━━━━━ INPUT RECORDS ━━━━━

PR #4165, opened 2023-12-22
[CORE] fix UnsupportedOperationException caused by gluten C2R

zhli1142015:

We encountered UnsupportedOperationException with internal custom plan, the custom plan node can only handle Vanilla spark's columnar data. Now gluten extensions recognize columnar operators (except reader) as gluten plan, this caused wrong VeloxColumnarToRowExec and RowToVeloxColumnar are added around the custom plan node.
I wrote a UT to simulate our query (`DummyFilterColumnar(supportsColumnar = true)`). The issue case we encountered is both parent (Agg) and child (scan) are fallback because other reasons, then VeloxColumnarToRowExec trigered the exceptions. Please see below:

Error:
```
java.lang.UnsupportedOperationException
        at io.glutenproject.columnarbatch.IndicatorVector.hasNull(IndicatorVector.java:82)
        at org.apache.spark.sql.DummyFilterColumnarExec.$anonfun$doExecuteColumnar$1(GlutenSparkSessionExtensionSuite.scala:54)
        at io.glutenproject.execution.VeloxColumnarToRowExec$$anon$1.next(VeloxColumnarToRowExec.scala:111)
        at io.glutenproject.execution.VeloxColumnarToRowExec$$anon$1.next(VeloxColumnarToRowExec.scala:104)
        at scala.collection.TraversableOnce$FlattenOps$$anon$2.hasNext(TraversableOnce.scala:521)
        at io.glutenproject.utils.InvocationFlowProtection.hasNext(Iterators.scala:135)
        at io.glutenproject.utils.IteratorCompleter.hasNext(Iterators.scala:69)
        at org.apache.spark.sql.catalyst.expressions.GeneratedClass$GeneratedIteratorForCodegenStage2.hashAgg_doAggregateWithoutKey_0$(Unknown Source)
        at org.apache.spark.sql.catalyst.expressions.GeneratedClass$GeneratedIteratorForCodegenStage2.processNext(Unknown Source)
        at org.apache.spark.sql.execution.BufferedRowIterator.hasNext(BufferedRowIterator.java:43)
        at org.apache.spark.sql.execution.WholeStageCodegenExec$$anon$1.hasNext(WholeStageCodegenExec.scala:760)
        at scala.collection.Iterator.isEmpty(Iterator.scala:387)
        at scala.collection.Iterator.isEmpty$(Iterator.scala:387)
        at org.apache.spark.sql.execution.WholeStageCodegenExec$$anon$1.isEmpty(WholeStageCodegenExec.scala:758)
        at io.glutenproject.execution.RowToVeloxColumnarExec$.toColumnarBatchIterator(RowToVeloxColumnarExec.scala:87)
        at io.glutenproject.execution.RowToVeloxColumnarExec.$anonfun$doExecuteColumnarInternal$1(RowToVeloxColumnarExec.scala:70)
        at org.apache.spark.rdd.RDD.$anonfun$mapPartitions$2(RDD.scala:853)
        at org.apache.spark.rdd.RDD.$anonfun$mapPartitions$2$adapted(RDD.scala:853)
        at org.apache.spark.rdd.MapPartitionsRDD.compute(MapPartitionsRDD.scala:52)
        at org.apache.spark.rdd.RDD.computeOrReadCheckpoint(RDD.scala:364)
        at org.apache.spark.rdd.RDD.iterator(RDD.scala:328)
        at org.apache.spark.rdd.MapPartitionsRDD.compute(MapPartitionsRDD.scala:52)
        at org.apache.spark.rdd.RDD.computeOrReadCheckpoint(RDD.scala:364)
        at org.apache.spark.rdd.RDD.iterator(RDD.scala:328)
        at org.apache.spark.shuffle.ShuffleWriteProcessor.write(ShuffleWriteProcessor.scala:59)
        at org.apache.spark.scheduler.ShuffleMapTask.runTask(ShuffleMapTask.scala:101)
        at org.apache.spark.scheduler.ShuffleMapTask.runTask(ShuffleMapTask.scala:53)
        at org.apache.spark.TaskContext.runTaskWithListeners(TaskContext.scala:161)
        at org.apache.spark.scheduler.Task.run(Task.scala:139)
        at org.apache.spark.executor.Executor$TaskRunner.$anonfun$run$3(Executor.scala:554)
        at org.apache.spark.util.Utils$.tryWithSafeFinally(Utils.scala:1529)
        at org.apache.spark.executor.Executor$TaskRunner.run(Executor.scala:557)

```
Issue plan:
 ```
  *(3) HashAggregate(keys=[], functions=[max(id#192L)], output=[max(id)#194L])
   +- VeloxColumnarToRowExec
      +- ShuffleQueryStage 0
         +- ColumnarExchange SinglePartition, ENSURE_REQUIREMENTS, [plan_id=707], [id=#707], [OUTPUT] List(max:LongType), [OUTPUT] List(max:LongType)
            +- RowToVeloxColumnar
               +- *(2) HashAggregate(keys=[], functions=[partial_max(id#192L)], output=[max#200L])
                  +- VeloxColumnarToRowExec
                     +- DummyFilterColumnar
                        +- RowToVeloxColumnar
                           +- *(1) ColumnarToRow
                              +- FileScan parquet spark_catalog.default.a[id#192L] Batched: true, DataFilters: [], Format: Parquet, Location: InMemoryFileIndex(1 paths)[file:/var/git/gluten/gluten-ut/spark34/spark-warehouse/a], PartitionFilters: [], PushedFilters: [], ReadSchema: struct<id:bigint>
```

Expected plan:
```
   *(2) HashAggregate(keys=[], functions=[max(id#192L)], output=[max(id)#194L])
   +- VeloxColumnarToRowExec
      +- ShuffleQueryStage 0
         +- ColumnarExchange SinglePartition, ENSURE_REQUIREMENTS, [plan_id=693], [id=#693], [OUTPUT] List(max:LongType), [OUTPUT] List(max:LongType)
            +- RowToVeloxColumnar
               +- *(1) HashAggregate(keys=[], functions=[partial_max(id#192L)], output=[max#200L])
                  +- *(1) ColumnarToRow
                     +- DummyFilterColumnar
                        +- FileScan parquet spark_catalog.default.a[id#192L] Batched: true, DataFilters: [], Format: Parquet, Location: InMemoryFileIndex(1 paths)[file:/var/git/gluten/gluten-ut/spark34/spark-warehouse/a], PartitionFilters: [], PushedFilters: [], ReadSchema: struct<id:bigint>
```
Before gluten only handles correctly for Vanilla vectorized readers, this pr to handle other Vanilla vectorized operators (maybe added by customers). Other fallback cases (fallback avg / scan or not) are covered by new UT also. The plan looks not optimal but it would not fail by now.

```
               +- ^(5) HashAggregateTransformer(keys=[], functions=[partial_max(id#192L)], output=[max#222L])
                  +- ^(5) InputIteratorTransformer
                     +- RowToVeloxColumnar
                        +- *(1) ColumnarToRow
                           +- DummyFilterColumnar
                              +- FileScan parquet spark_catalog.default.a[id#192L] Batched: true, DataFilters: [], Format: Parquet, Location: InMemoryFileIndex(1 paths)[file:/var/git/gluten/gluten-ut/spark34/spark-warehouse/a], PartitionFilters: [], PushedFilters: [], ReadSchema: struct<id:bigint>
```

```
               +- *(1) HashAggregate(keys=[], functions=[partial_max(id#192L)], output=[max#211L])
                  +- *(1) ColumnarToRow
                     +- DummyFilterColumnar
                        +- RowToColumnar
                           +- VeloxColumnarToRowExec
                              +- ^(4) NativeFileScan parquet spark_catalog.default.a[id#192L] Batched: true, DataFilters: [], Format: Parquet, Location: InMemoryFileIndex(1 paths)[file:/var/git/gluten/gluten-ut/spark34/spark-warehouse/a], PartitionFilters: [], PushedFilters: [], ReadSchema: struct<id:bigint>
```

```
               +- ^(2) HashAggregateTransformer(keys=[], functions=[partial_max(id#192L)], output=[max#200L])
                  +- ^(2) InputIteratorTransformer
                     +- RowToVeloxColumnar
                        +- *(1) ColumnarToRow
                           +- DummyFilterColumnar
                              +- RowToColumnar
                                 +- VeloxColumnarToRowExec
                                    +- ^(1) NativeFileScan parquet spark_catalog.default.a[id#192L] Batched: true, DataFilters: [], Format: Parquet, Location: InMemoryFileIndex(1 paths)[file:/var/git/gluten/gluten-ut/spark34/spark-warehouse/a], PartitionFilters: [], PushedFilters: [], ReadSchema: struct<id:bigint>
```

## How was this patch tested?

New UT.

### CODE REVIEW

**Comment by FelixYBW** [comment]
is the DummyFilterColumnar a specific operator which can take both Vanilla spark's columnar data and Gluten's columnar data?

**Comment by zhli1142015** [comment]
> is the DummyFilterColumnar a specific operator which can take both Vanilla spark's columnar data and Gluten's columnar data?

It can only handle Vanilla spark's columnar data.
The issue here is Gluten extenstion recognize all columnar operator except readers as gluten plan and wrapper it with `VeloxColumnarToRowExec`  and `RowToVeloxColumnar` and also extra `ColumnarToRow`.
image

**Comment by FelixYBW** [comment]
> luten extenstion recognize all columnar operator except readers as gluten plan and wrapper it

got it. thank you

**Comment by zhli1142015** [comment]
@PHILO-HE , @rui-mo , @baibaichen , @zzcclp , @ulysses-you  could you please help to take a look?

File: gluten-core/src/main/scala/io/glutenproject/extension/ColumnarOverrides.scala [hunk 1]
```diff
@@ -615,15 +615,33 @@ case class TransformPostOverrides(isAdaptiveContext: Boolean) extends Rule[Spark
...
       val child = replaceWithTransformerPlan(plan.child)
-      logDebug(s"ColumnarPostOverrides ColumnarToRowExecBase(${child.nodeName})")
-      val nativeConversion =
-        BackendsApiManager.getSparkPlanExecApiInstance.genColumnarToRowExec(child)
-      val validationResult = nativeConversion.doValidate()
-      if (validationResult.isValid) {
-        nativeConversion
-      } else {
-        TransformHints.tagNotTransformable(plan, validationResult)
+      def isChildGlutenPlan(p: SparkPlan): Boolean = {
```
ulysses-you, line 618: Can we pull out `isGlutenPlan` and `isVanillaColumnarPlan` ?

gluten-core/src/main/scala/io/glutenproject/extension/ColumnarOverrides.scala
```diff
@@ -615,15 +615,33 @@ case class TransformPostOverrides(isAdaptiveContext: Boolean) extends Rule[Spark
...
+        p match {
+          case a: AQEShuffleReadExec => isChildGlutenPlan(a.child)
+          case s: QueryStageExec => isChildGlutenPlan(s.plan)
+          case s: ReusedExchangeExec => isChildGlutenPlan(s.child)
+          case s: InputAdapter => isChildGlutenPlan(s.child)
+          case s: WholeStageCodegenExec => isChildGlutenPlan(s.child)
+          case s: AdaptiveSparkPlanExec => isChildGlutenPlan(s.executedPlan)
+          case _: GlutenPlan => true
```
ulysses-you, line 626: we should also handle columnar table cache

gluten-core/src/main/scala/io/glutenproject/extension/ColumnarOverrides.scala
```diff
@@ -694,42 +712,59 @@ object InMemoryTableScanHelper {
 }
 
 // This rule will try to add RowToColumnarExecBase and ColumnarToRowExec
-// to support vanilla columnar scan.
+// to support vanilla columnar operators.
```
ulysses-you, line 715: I'm afraid the scope is bigger than Gluten: we are trying to be compatible with vanilla columnar operators which is not Spark built-in operators.

gluten-core/src/main/scala/io/glutenproject/extension/ColumnarOverrides.scala
zhli1142015: Sure.

gluten-core/src/main/scala/io/glutenproject/extension/ColumnarOverrides.scala
zhli1142015: Thanks for reviewing, can you point me the plan class name?

gluten-core/src/main/scala/io/glutenproject/extension/ColumnarOverrides.scala
zhli1142015: This change is for supporting "vanilla columnar operators which is not Spark built-in operators.". I think Gluten should support this or declare this as a limitation. Please let me know if any concern for supporting it.
Now gluten logic wrpper all columnar ops (except readers) with `VeloxColumnarToRowExec` and `VeloxRowToColumnarExec` and caused the exceptions. This PR just fix the behavior to make sure, only gluten plan is wrappered with velox version C2R and R2C. other columnar plans are still wrppered with vanilla version C2R and R2C.

PHILO-HE (commented):
I'm not sure how common such custom operator is used. Could you clarify? cc @zzcclp @zhouyuan

zhli1142015:
> I'm not sure how common such custom operator is used. Could you clarify? cc @zzcclp @zhouyuan

Thanks for reviewing. Here is the background: our partner team added such custom operators for optimization, as I known there is only one custom op. And it failed when running with gluten. We expect there is no perf improvement when integrating with gluten, as gluten doesn't cover it. But it should not cause exceptions to existing logic / mechanism which vanilla spark supports. This is the reason we post this PR.

gluten-core/src/main/scala/io/glutenproject/extension/ColumnarOverrides.scala
zhli1142015: Updated, pull out plan related util methods to a separate file.

gluten-core/src/main/scala/io/glutenproject/extension/ColumnarOverrides.scala
```diff
@@ -694,42 +712,59 @@ object InMemoryTableScanHelper {
...
+              BackendsApiManager.getSparkPlanExecApiInstance.genColumnarToRowExec(child))
+          } else {
+            child
+          }
+      })
+    case _ =>
+      plan.withNewChildren(plan.children.map(replaceWithVanillaRowToColumnar))
+  }
+
+  private def isVanillaColumnarOp(plan: SparkPlan): Boolean = plan match {
```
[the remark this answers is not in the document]
zhli1142015: These two should be a little different, renamed 'isChildGlutenPlan' to another name to avoid confusing.

PHILO-HE:
Thanks for your contribution! Maybe, it needs some more discussion after the holiday.

zhztheplayer:
> It can only handle Vanilla spark's columnar data.
The issue here is Gluten extenstion recognize all columnar operator except readers as gluten plan and wrapper it with VeloxColumnarToRowExec and RowToVeloxColumnar and also extra ColumnarToRow.

Gluten provides utility method `ColumnarBatches.ensureLoaded` for converting native columnar batch into Arrow columnar batch which is compatible with Vanilla Spark. Would that help on solving your issue?

https://github.com/oap-project/gluten/blob/fcb31fc6b09ece3be76131caaba81681a3b7b53c/gluten-data/src/main/java/io/glutenproject/columnarbatch/ColumnarBatches.java#L160-L165

If we wanted to completely solve this kind of issue, I am inclined to develop a good mechanism to mark a plan with its underlying type, probably using Spark's tag? Then we can add corresponding transitions including c2r, r2c, or c2c afterwards. However I am not sure whether Spark's columnar API is powerful enough for us to implement that.

zhli1142015:
> +- *(2) HashAggregate(keys=[], functions=[partial_max(id#192L)], output=[max#200L])
>                  +- VeloxColumnarToRowExec
>                     +- DummyFilterColumnar
>                        +- RowToVeloxColumnar
>                           +- *(1) ColumnarToRow
>                              +- FileScan parquet

Thanks fo your comments, may be we can split this to two issues.
the first one, we should wrapper correct C2R & R2c to gluten plan and non-gluten plan.
the second one, use VanillaC2VeloxC to replace such conversion [`BackendsApiManager.getSparkPlanExecApiInstance.genRowToColumnarExec(ColumnarToRowExec(plan))`](https://github.com/oap-project/gluten/blob/main/gluten-core/src/main/scala/io/glutenproject/extension/ColumnarOverrides.scala#L707), and maybe VeloxC2VanillaC.

How about we solve the first issue in this PR, then track second one by another issue?

zhli1142015:
> > +- *(2) HashAggregate(keys=[], functions=[partial_max(id#192L)], output=[max#200L])
> > +- VeloxColumnarToRowExec
> > +- DummyFilterColumnar
> > +- RowToVeloxColumnar
> > +- *(1) ColumnarToRow
> > +- FileScan parquet
> 
> Thanks fo your comments, may be we can split this to two issues. the first one, we should wrapper correct C2R & R2c to gluten plan and non-gluten plan. the second one, use VanillaC2VeloxC to replace such conversion [`BackendsApiManager.getSparkPlanExecApiInstance.genRowToColumnarExec(ColumnarToRowExec(plan))`](https://github.com/oap-project/gluten/blob/main/gluten-core/src/main/scala/io/glutenproject/extension/ColumnarOverrides.scala#L707), and maybe VeloxC2VanillaC.
> 
> How about we solve the first issue in this PR, then track second one by another issue?

https://github.com/oap-project/gluten/issues/4241

gluten-core/src/main/scala/io/glutenproject/extension/ColumnarOverrides.scala
```diff
@@ -674,62 +679,43 @@ case class TransformPostOverrides(isAdaptiveContext: Boolean) extends Rule[Spark
...
   private def replaceWithVanillaColumnarToRow(plan: SparkPlan): SparkPlan = plan match {
-    case c2r: ColumnarToRowExecBase if isVanillaColumnarReader(c2r.child) =>
+    case c2r: ColumnarToRowExecBase if PlanUtil.isVanillaColumnarOp(c2r.child) =>
       ColumnarToRowExec(c2r.child)
-    case c2r: ColumnarToRowExec if isVanillaColumnarReader(c2r.child) =>
+    case c2r: ColumnarToRowExec if PlanUtil.isVanillaColumnarOp(c2r.child) =>
       c2r
-    case _ if isVanillaColumnarReader(plan) =>
+    case _ if PlanUtil.isVanillaColumnarOp(plan) =>
       BackendsApiManager.getSparkPlanExecApiInstance.genRowToColumnarExec(ColumnarToRowExec(plan))
```
zhztheplayer, line 693: How does the code handle consecutive vanilla columnar plan nodes?

gluten-core/src/main/scala/io/glutenproject/extension/ColumnarOverrides.scala
```diff
@@ -674,62 +679,43 @@ case class TransformPostOverrides(isAdaptiveContext: Boolean) extends Rule[Spark
...
-      } else {
-        !plan.isInstanceOf[GlutenPlan] && plan.supportsColumnar
-      }
-    case _ => false
+  private def replaceWithVanillaRowToColumnar(plan: SparkPlan): SparkPlan = plan match {
+    case _ if PlanUtil.isVanillaColumnarOp(plan) =>
+      plan.withNewChildren(plan.children.map {
+        c =>
+          val child = replaceWithVanillaRowToColumnar(c)
+          if (child.isInstanceOf[GlutenPlan]) {
```
zhztheplayer, line 703: If there is `PlanUtil.isVanillaColumnarOp`, should we add `PlanUtil.isGlutenColumnarOp`?

PHILO-HE:
Hi @zhli1142015, can `FilterColumnar` be replaced by Gluten columnar filter? In your PR description, you mentioned both parent (Agg) and child (scan) fall back in your case for some reasons. I'm assuming, with Gluten's development, such fallback will be removed at some time point. So always keeping vanilla op `FilterColumnar` used may cause some perf. regression in the future due to the data transition cost.

zhli1142015:
> Hi @zhli1142015, can `FilterColumnar` be replaced by Gluten columnar filter?

I think this can not be replaced by now velox filter. cc @felipepessoto to clarify more.

> In your PR description, you mentioned both parent (Agg) and child (scan) fall back in your case for some reasons. I'm assuming, with Gluten's development, such fallback will be removed at some time point. So always keeping vanilla op `FilterColumnar` used may cause some perf. regression in the future due to the data transition cost.

Yes, agree on this. I think we can either support C2C as @zhztheplayer suggested or let gluten support to register custom velox operator, then we can implement it by velox data format. I think velox has such [mechanism](https://github.com/facebookincubator/velox/blob/main/velox/exec/Operator.h#L258C4-L259C15). Maybe another follow up~

gluten-core/src/main/scala/io/glutenproject/extension/ColumnarOverrides.scala
```diff
@@ -674,62 +679,48 @@ case class TransformPostOverrides(isAdaptiveContext: Boolean) extends Rule[Spark
...
-  def apply(plan: SparkPlan): SparkPlan =
-    if (GlutenConfig.getConf.enableVanillaVectorizedReaders) {
-      val newPlan = replaceWithVanillaColumnarToRow(plan)
-      planChangeLogger.logRule(ruleName, plan, newPlan)
-      newPlan
-    } else {
-      plan
-    }
+  def apply(plan: SparkPlan): SparkPlan = {
+    val newPlan = replaceWithVanillaRowToColumnar(replaceWithVanillaColumnarToRow(plan))
```
ulysses-you, line 720: Can we add config `enableVanillaVectorizedReaders` back ?

gluten-core/src/main/scala/io/glutenproject/utils/PlanUtil.scala
```diff
@@ -0,0 +1,82 @@
...
+    plan match {
+      case i: InMemoryTableScanExec =>
+        if (PlanUtil.isGlutenTableCache(i)) {
+          // `InMemoryTableScanExec` do not need extra RowToColumnar or ColumnarToRow
+          false
+        } else {
+          !plan.isInstanceOf[GlutenPlan] && plan.supportsColumnar
+        }
+      case _: AQEShuffleReadExec => false
+      case _: QueryStageExec => false
```
ulysses-you, line 68: What happens if there is a columnar shuffle exchange based on the vanilla Spark columnar framework ? Does your case only happen on the first stage ?

gluten-core/src/main/scala/io/glutenproject/extension/ColumnarOverrides.scala
zhli1142015: I think here this config check is not needed. If this conf is false, then scan ops' `supportsColumnar` should be false, then the logic here would not change the plan. Please let me know if anything I missed.

gluten-core/src/main/scala/io/glutenproject/utils/PlanUtil.scala
zhli1142015: yes, my case only happens in first stage, the op is more like a filter.
This function is only used to handle below cases:
gluten op --> vanilla columnar op  => gluten op --> R2VeloxC --> C2R --> vanilla columnar op
or 
vanilla columnar op --> gluten op => vanilla columnar op --> R2C --> VeloxC2R --> gluten op

So there is columnar shuffle exchange based on the vanilla Spark columnar framework, I think it would add  C2R and R2C.

gluten-core/src/main/scala/io/glutenproject/extension/ColumnarOverrides.scala
ulysses-you: make sense

ulysses-you:
@zhli1142015 it seems the failed tests are related, can you check it ?

felipepessoto:
> > Hi @zhli1142015, can `FilterColumnar` be replaced by Gluten columnar filter?
> 
> I think this can not be replaced by now velox filter. cc @felipepessoto to clarify more.
> 
> > In your PR description, you mentioned both parent (Agg) and child (scan) fall back in your case for some reasons. I'm assuming, with Gluten's development, such fallback will be removed at some time point. So always keeping vanilla op `FilterColumnar` used may cause some perf. regression in the future due to the data transition cost.
> 
> Yes, agree on this. I think we can either support C2C as @zhztheplayer suggested or let gluten support to register custom velox operator, then we can implement it by velox data format. I think velox has such [mechanism](https://github.com/facebookincubator/velox/blob/main/velox/exec/Operator.h#L258C4-L259C15). Maybe another follow up~

I'm not familiar with Gluten columnar filters. Do we have any doc or example?

If it isn't implemented in Scala, I'd say no. If it is Scala and straightforward to port, I think we would need to consider pros and cons for each case. But it is not ideal as we already have two implementations for our internal feature, row-based, columnar, and adding another one is not desirable.

Support to Spark Columnar filter probably would help with Delta Deletion Vector support in the future as well.

`+` @sezruby

gluten-core/src/main/scala/io/glutenproject/utils/PlanUtil.scala
```diff
@@ -0,0 +1,81 @@
...
+        } else {
+          !plan.isInstanceOf[GlutenPlan] && plan.supportsColumnar
+        }
+      case a: AQEShuffleReadExec => isVanillaColumnarOp(a.child)
+      case s: QueryStageExec => isVanillaColumnarOp(s.plan)
+      case _: RowToColumnarExec => false
+      case _: InputAdapter => false
+      case _: WholeStageCodegenExec => false
+      case r: ReusedExchangeExec => isVanillaColumnarOp(r.child)
+      case p if p.getClass.getSimpleName == "VeloxColumnarWriteFilesExec" => false
```
ulysses-you, line 73: it is a known issue and has been fixed, can you rebase and remove this pattern ? thank you

gluten-core/src/main/scala/io/glutenproject/extension/ColumnarOverrides.scala
```diff
@@ -674,62 +679,52 @@ case class TransformPostOverrides(isAdaptiveContext: Boolean) extends Rule[Spark
...
 case class VanillaColumnarPlanOverrides(session: SparkSession) extends Rule[SparkPlan] {
   @transient private val planChangeLogger = new PlanChangeLogger[SparkPlan]()
 
   private def replaceWithVanillaColumnarToRow(plan: SparkPlan): SparkPlan = plan match {
-    case c2r: ColumnarToRowExecBase if isVanillaColumnarReader(c2r.child) =>
+    case c2r: ColumnarToRowExecBase if PlanUtil.isVanillaColumnarOp(c2r.child) =>
       ColumnarToRowExec(c2r.child)
-    case c2r: ColumnarToRowExec if isVanillaColumnarReader(c2r.child) =>
+    case c2r: ColumnarToRowExec if PlanUtil.isVanillaColumnarOp(c2r.child) =>
       c2r
```
zhztheplayer, line 691: Do we need to handle c2r's children recursively? Probably we can use `SparkPlan`'s `transformUp` API to avoid handwritten recursions.

PHILO-HE:
> I'm not familiar with Gluten columnar filters. Do we have any doc or example?
> 
> If it isn't implemented in Scala, I'd say no. If it is Scala and straightforward to port, I think we would need to consider pros and cons for each case. But it is not ideal as we already have two implementations for our internal feature, row-based, columnar, and adding another one is not desirable.

Hi @felipepessoto, we have a scala class (see [here](https://github.com/oap-project/gluten/blob/8797350233304cfaef570a7fef83e6b1965ce609/backends-velox/src/main/scala/io/glutenproject/execution/FilterExecTransformer.scala)) to represent gluten columnar filter and it can replace row based filter plan of vanilla spark currently. The underneath execution is on native side and it only supports gluten columnar data (i.e., velox data format for velox backend). If your `FilterColumnar` can be replaced by gluten columnar filter, we may instantiate a gluten filter on gluten side and then do the replacement. I don't know the details of `FilterColumnar`, so not sure whether my thought is feasible actually.

gluten-core/src/main/scala/io/glutenproject/extension/ColumnarOverrides.scala
zhli1142015: c2r cases can be removed, as they are used to prevent c2r is converted in original below case match. Now we don't need them.
Here we need to look two level plans: parent is gluten op and child is vanilla columnar op. I think transformUp may not be suitable.

zhztheplayer: Sounds good to me. Thanks for the explanation.

zhztheplayer (approved):
Thanks!

ulysses-you (approved):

━━━━━

■ EXERCISE DETAILS ■
The answer should be all lines from the entries above that hold the word "enableVanillaVectorizedReaders".

■ ANSWER SECTION ■
-    if (GlutenConfig.getConf.enableVanillaVectorizedReaders) {
ulysses-you, line 720: Can we add config `enableVanillaVectorizedReaders` back ?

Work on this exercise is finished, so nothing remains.